Post-Panda Duplicate Content Detection and Attribution: Google at Its Best

I have been looking at a client’s site that had some position losses after June 16 Panda rollout (v4 if I am not mistaken). They only lost positions for one tight group of keywords that one specific page was targeting while everything else remained stable. While checking different guesses, I looked at what I normally check in such cases, among other things – duplicate content suspects. For an exact match of a phrase off that page, I saw 8 results (1 omitted), out of which:

– #1 was a password protected page – so not indexable at the moment, even if it used to be indexable at some point;

– #2-5 were different tag pages off a scraper blog that has stolen the text off the original site  – mind you, the site’s hosting account has since been suspended and so the pages have long been removed from that site –  so no actual content there any more;

– #6 was a social bookmarking site that belongs to the breed of sites that save a copy of each bookmarked site rather than just the title, description and tags (a big pet peeve of mine – if your site’s platform does it why not at least make such saved copies non-indexable to save the site owners the dupe content pain?) – however, Google itself has identified this site as malware and displays a warning when you try to visit this page from their SERPs – one would think that should drop a site’s authority and trust, let alone ability to outrank the original source of the content;

– #7 was yet another social bookmarking site where some genius of a linkbuilder has built a link to a different site but stole the description off my client’s site  – the page was still up and the content on it was alive (this was the omitted result);

-#8 was the actual original page off my client’s site.

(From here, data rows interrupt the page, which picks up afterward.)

Issue #13846, opened 2021-01-22
Add functionality to "Follow other sites" QS task


renanferrari:
When clicked, the QS task should show a focus point on the Reader tab.  The task should be completed after clicking that tab. On the Reader screen, a Snackbar should indicate that the user should click on the "Search" button in the toolbar.

Step 1 | Step 2
------------ | -------------
![follow1](https://user-images.githubusercontent.com/830056/105430211-c698fd00-5c31-11eb-8744-b486a1a379a5.png) | ![follow2](https://user-images.githubusercontent.com/830056/105430214-c862c080-5c31-11eb-9628-a1188e58c972.png)

PR #13928, opened 2021-02-01
Add post publish QS task

### LINKED ISSUE #13845: Add functionality to "Publish a post" QS task
When clicked, the QS task should show a focus point on the My Site FAB. After clicking the FAB, it should open the main bottom sheet and show a focus point on the "Blog post" item.  The task should be completed after clicking that item.

Step 1 | Step 2
------------ | -------------
publish1 | publish2

planarvoid:
Fixes #13845

This PR adds logic to show the quick start focus point on the FAB from the improved my site fragment. I was considering moving the FAB to the fragment (because I think it logically belongs there) but the changes I'd have to make were massive and the code with two access point gets really complicated. In the end the code shows the FAB from the fragment but handles the logic to hide as before - through the view model which now calls QuickStartRepository when the flag is enabled.

publish_post_video

To test:
- Turn on the MySiteImprovements flag and restart the app
- Make sure you are using a new site with Quick Start in progress
- Click on "Publish post" QS card
- Notice a Snackbar with a correct message
- Notice a focus point on the FAB
- Click on another QS card ("Update title")
- Notice the focus point is gone
- Click on the "Publish post" QS card again
- Click on the FAB
- Notice the focus point on the "Blog post" item
- Click on the "Blog post" item 
- Go back
- Notice the "Publish post" card is now gone

PR submission checklist:

### DIFF
--- a/WordPress/src/main/java/org/wordpress/android/ui/main/WPMainActivity.java
+++ b/WordPress/src/main/java/org/wordpress/android/ui/main/WPMainActivity.java
@@ -426,7 +426,7 @@ public class WPMainActivity extends LocaleAwareActivity implements
             switch (createAction) {
                 case CREATE_NEW_POST:
                     // complete quick start task outside of QS process
-                    if (getSelectedSite() != null) {
+                    if (getSelectedSite() != null && !mMySiteImprovementsFeatureConfig.isEnabled()) {
                         QuickStartUtils.completeTaskAndRemindNextOne(
                                 mQuickStartStore,
                                 QuickStartTask.PUBLISH_POST,
--- a/WordPress/src/main/java/org/wordpress/android/ui/main/WPMainActivity.java
+++ b/WordPress/src/main/java/org/wordpress/android/ui/main/WPMainActivity.java
@@ -13,6 +13,7 @@ import android.text.TextUtils;
 import android.view.HapticFeedbackConstants;
 import android.view.View;
 import android.view.ViewGroup;
+import android.view.ViewParent;
 import android.widget.TextView;
 import android.widget.Toast;
 
@@ -228,6 +229,26 @@ public class WPMainActivity extends LocaleAwareActivity implements
         boolean onActivityBackPressed();
     }
 
+    private Runnable mShowFabFocusPoint = new Runnable() {
+        @Override public void run() {
+            if (isFinishing()) {
+                return;
+            }
+            boolean focusPointVisible =
+                    findViewById(R.id.fab_container).findViewById(R.id.quick_start_focus_point) != null;
+            if (!focusPointVisible) {
+                int horizontalOffset = getResources().getDimensionPixelOffset(
+                        R.dimen.quick_start_focus_point_my_site_right_offset
+                );
+                int focusPointSize = getResources().getDimensionPixelOffset(R.dimen.quick_start_focus_point_size);
+                QuickStartUtils.addQuickStartFocusPointAboveTheView(
+                        findViewById(R.id.fab_container), mFloatingActionButton, horizontalOffset,
+                        (mFloatingActionButton.getHeight() - focusPointSize) / 2
+                );
+            }
+        }
+    };
+
     @Override
     public void onCreate(Bundle savedInstanceState) {
         ProfilingUtils.split("WPMainActivity.onCreate");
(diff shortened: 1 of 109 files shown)


renanferrari (commented):
Thanks for the changes! Code looks pretty good and I've tested the app and everything seems to work fine, except for the scenario in the video below:

https://user-images.githubusercontent.com/830056/106543906-6897cf80-64e5-11eb-9720-9f19d46096ac.mp4

While working on #13846, I also came across similar issues myself as that task requires us to show a focus point on the navigation bar. I decided to try a different approach there, by treating that focus point as an event rather than a state and it seemed to work well. 

I've made [a draft of that implementation available here](https://github.com/wordpress-mobile/WordPress-Android/pull/13934), so you can take a look. If you think it's worth it, we can try following the same approach here. If not, we could try something else to achieve some consistency between the implementations. Either way, let me know what you think.

planarvoid:
Great catch @renanferrari . I've looked into it and I've actually implemented the logic differently so it makes more sense. I've added the `focusPoint` field to the FAB view model. Since it's already hidden/shown based on the live data, I've just added one additional source and that's the active task. The change of the active task now redraws the FAB and hides/shows it. I'm much happier with this solution :-). Her's how it works now:

publish_post_fixed

WordPress/src/main/java/org/wordpress/android/ui/main/WPMainActivity.java
```diff
@@ -420,13 +441,31 @@ private void initViewModel() {
...
+                    mHandler.removeCallbacks(mShowFabFocusPoint);
+                    mHandler.post(() -> {
+                        View focusPointView =
+                                findViewById(R.id.fab_container).findViewById(R.id.quick_start_focus_point);
+                        if (focusPointView != null) {
+                            ViewParent directParent = focusPointView.getParent();
+                            if (directParent instanceof ViewGroup) {
+                                ((ViewGroup) directParent).removeView(focusPointView);
+                            }
+                        }
```
renanferrari, line 458: It seems that we could replace this with `QuickStartUtils::removeQuickStartFocusPoint`?

WordPress/src/main/java/org/wordpress/android/ui/mysite/ImprovedMySiteFragment.kt
```diff
@@ -173,7 +173,9 @@ class ImprovedMySiteFragment : Fragment(),
             it?.let { uiModel ->
                 loadGravatar(uiModel.accountAvatarUrl)
                 when (val state = uiModel.state) {
-                    is State.SiteSelected -> loadData(state.items)
+                    is State.SiteSelected -> {
+                        loadData(state.items)
+                    }
```
renanferrari: Big nitpick here, just to maintain consistency.

```suggestion
                    is State.SiteSelected -> loadData(state.items)
```

WordPress/src/main/java/org/wordpress/android/ui/mysite/QuickStartRepository.kt
```diff
@@ -60,9 +63,10 @@ class QuickStartRepository
     private val detailsMap: Map<QuickStartTask, QuickStartTaskDetails> = QuickStartTaskDetails.values()
             .associateBy { it.task }
     private val refresh = MutableLiveData<Boolean?>()
-    private val activeTask = MutableLiveData<QuickStartTask?>()
+    private val _activeTask = MutableLiveData<QuickStartTask?>()
     private val _onSnackbar = MutableLiveData<Event<SnackbarMessageHolder>>()
     val onSnackbar = _onSnackbar as LiveData<Event<SnackbarMessageHolder>>
+    val activeTask = _activeTask as LiveData<QuickStartTask?>
```
renanferrari, line 68: Good call on making this public! 👍

WordPress/src/main/java/org/wordpress/android/ui/mysite/QuickStartRepository.kt
```diff
@@ -74,14 +78,14 @@ class QuickStartRepository
     override fun buildSource(siteId: Int) = flow {
         emit(QuickStartUpdate())
         refresh.asFlow().map {
-            if (quickStartUtils.isQuickStartInProgress(siteId)) {
+            if (quickStartUtils.isQuickStartInProgress(siteId) || true) {
```
renanferrari: This seem to have been left here by mistake?

```suggestion
            if (quickStartUtils.isQuickStartInProgress(siteId)) {
```

WordPress/src/main/java/org/wordpress/android/ui/mysite/QuickStartRepository.kt
```diff
@@ -143,14 +147,18 @@ class QuickStartRepository
...
         eventBus.postSticky(QuickStartEvent(task))
     }
 
     fun clear() {
         job.cancel()
     }
 
+    fun shouldShowPublishPostQuickStartTask(): Boolean {
+        return activeTask.value == PUBLISH_POST
+    }
```
renanferrari: Since `activeTask` is now public, I wonder if we could remove this?

renanferrari (approved):
Thanks for the changes! I can confirm the app now works as expected and I really like the solution you found as well :)

I left a few comments below, but they are mostly nitpicks. Feel free to merge this after addressing them and the errors in the tests.

WordPress/src/main/java/org/wordpress/android/ui/main/WPMainActivity.java
planarvoid: I've previously used that method but the problem I had there is that it wasn't removing the correct focus point. For example when you clicked on "Publish post" and then on "Update site title", the site title focus point was removed because that method just finds any view in the parent with that ID and it was basically a race condition.

WordPress/src/main/java/org/wordpress/android/ui/mysite/QuickStartRepository.kt
planarvoid: yeah, good catch! I use it for testing :-)

renanferrari (approved):
LGTM! Feel free to merge once the lint errors are fixed.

So we get Caffeine back in 2009 that is supposed to make indexing of the new and updated content much faster, then we get all the hype about a site’s loading speed and how important it is for rankings, then we get 4 incarnations of Panda that is supposed to better handle content attribution in cases of duplicate content, and then we get this shit in the SERPs? A page loses rankings because of 5 instances of duplicate content that even no longer exist and a malware site not even directly accessible from the SERPs, but – what a brilliant job on Google’s part! – the only actual instance of currently existing duplicate content gets correctly omitted, which still doesn’t help the original page get back its rankings. So much for all Google’s PR (as in, public relations, not pagerank)!

2 Comments.

  1. Panda in a nutshell. Puts scraper junk before the original quality content.

    Since you are an SEO I guess you have Matt Cutts link to turn in scraper sites and I hope you turned them in. Google needs some humans to fix Panda. My site has been ranking better ever since I turned in every page 1 scraper in my keyword space.

  2. Bummer to see such low quality results despite the broad notion that the SERPs have improved and that Google’s current ranking algo is doing what it is suppose to do. Google SERPs = failure in some areas.